L’avocat de la défense, David Howard, n’a pas manqué de pointer ces écarts. En interrogeant Ryan Bonura, l’agent du FBI ayant recueilli le témoignage initial, il a cherché à établir que la version aujourd’hui présentée par l’accusation s’éloigne des premières déclarations de la plaignante. Les détails comptent : la position exacte des époux sous le lit, le parcours des enfants, la vérification des pièces par les assaillants. Sur ce dernier point, Bonura a confirmé que Martine Moïse avait mentionné que les hommes armés — d’anciens soldats colombiens accompagnés de policiers haïtiens — avaient « vérifié les toilettes » sans toutefois ouvrir la salle de bain où se trouvaient ses enfants.

Ces incohérences, si elles peuvent paraître mineures, revêtent une importance capitale dans un procès où la crédibilité du témoin central est mise à l’épreuve. La défense, qui soutient que Jovenel Moïse aurait déjà été tué par ses propres agents et responsables gouvernementaux avant l’arrivée des commandos colombiens, exploite ces écarts pour semer le doute dans l’esprit du jury.

L’accusation, de son côté, s’appuie sur un arsenal de preuves substantiel. Des centaines de pages de documents, 20 téléphones portables analysés, des messages lus à voix haute au tribunal, ainsi qu’une expertise numérique détaillée visent à démontrer que l’assassinat s’inscrivait dans un complot ourdi depuis la Floride, destiné à prendre le contrôle politique d’Haïti et à obtenir des contrats lucratifs.

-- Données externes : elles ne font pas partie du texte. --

PR #4708, opened 2026-06-16
[CLOV-1803] Export BpkEmotionCacheContext from BpkProvider for external cache injection

IrinaWei:
## Summary

- Export `BpkEmotionCacheContext` from `bpk-component-layout` so host apps can inject an external Emotion cache into `BpkProvider`
- When a non-null cache is provided via `BpkEmotionCacheContext`, `BpkProvider` operates in nested mode: skips creating its own cache and uses the external one for both `CacheProvider` and `BpkEmotionCacheContext`
- Add `@emotion/cache` and `@emotion/react` to `backpack-web` dependencies (Chakra v3 already brings these transitively; this makes the direct usage explicit)

## Why

hotels-website experiences a CSS flash when a browser extension (e.g. Google Translate) deletes SSR-injected emotion `<style>` tags before hydration completes. This triggers a React hydration error, after which all Backpack/Chakra styles are missing.

The fix in hotels-website is to recreate the Emotion cache after recovery and force all components to re-inject styles. But `BpkProvider` creates its own private cache — without this PR, there's no way for the host to take control of that cache.

With `BpkEmotionCacheContext` exported, hotels-website can wrap `BpkProvider` with a context value pointing to a fresh cache, so the full component tree (including Chakra internals) re-injects styles after recovery.

## Test plan

- [ ] Existing `BpkProvider` tests pass
- [ ] New test: `BpkProvider` uses own cache when no external cache provided
- [ ] New test: `BpkProvider` uses external cache injected via `BpkEmotionCacheContext`
- [ ] `BpkProvider` renders correctly in Storybook (no visual regression)

🤖 Generated with [Claude Code](https://claude.ai/claude-code)


Faye-Xiao (dismissed):
LGTM. Giving host applications the ability to inject and control the Emotion cache feels like the right level of flexibility, while keeping the default behaviour unchanged.

packages/backpack-web/src/bpk-component-layout/src/BpkProvider.tsx
```diff
@@ -160,23 +166,29 @@ const useArkLocale = (): string => {
...
-  const parentCache = useContext(BpkEmotionCacheContext);
-  const isNested = parentCache !== null;
+  const externalCache = useContext(BpkEmotionCacheContext);
+  const isNested = externalCache !== null;
 
   const [isCypress] = useState(isCypressEnv);
-  const [ownCache, setOwnCache] = useState(() =>
-    isNested ? parentCache : createBpkEmotionCache(isCypress ? false : undefined),
+  const [ownCache, setOwnCache] = useState<EmotionCache>(() =>
+    isNested ? externalCache : createBpkEmotionCache(isCypress ? false : undefined),
```
Faye-Xiao: One small nit: `isNested` reads a little implementation-focused to me — something like `hasExternalCache` might make the intent clearer.

Faye-Xiao (approved):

Cinq accusés sont jugés dans ce volet du procès : Arcángel Pretel Ortiz, Antonio Intriago, James Solages, Walter Veintemilla, tandis que Christian Emmanuel Sanon fait l’objet d’une procédure distincte pour raisons de santé. La présence parmi les accusés d’anciens informateurs du FBI et de la DEA ajoute une couche de complexité à une affaire déjà tentaculaire.

La juge fédérale Jacqueline Becerra a récemment exhorté les parties à accélérer la présentation des preuves, soucieuse de maintenir l’attention du jury face à la densité du dossier. Une injonction qui traduit la difficulté de rendre intelligible, dans le cadre strict d’un procès, une affaire où se mêlent géopolitique régionale, défaillances de l’État haïtien et réseaux criminels transnationaux.

Au-delà des verdicts qui seront rendus, ce procès soulève une question plus large : celle de la capacité des institutions judiciaires, américaines comme haïtiennes, à faire émerger une vérité cohérente dans un dossier où les versions divergent, où les acteurs sont multiples et où les responsabilités semblent se diluer à chaque niveau de l’enquête.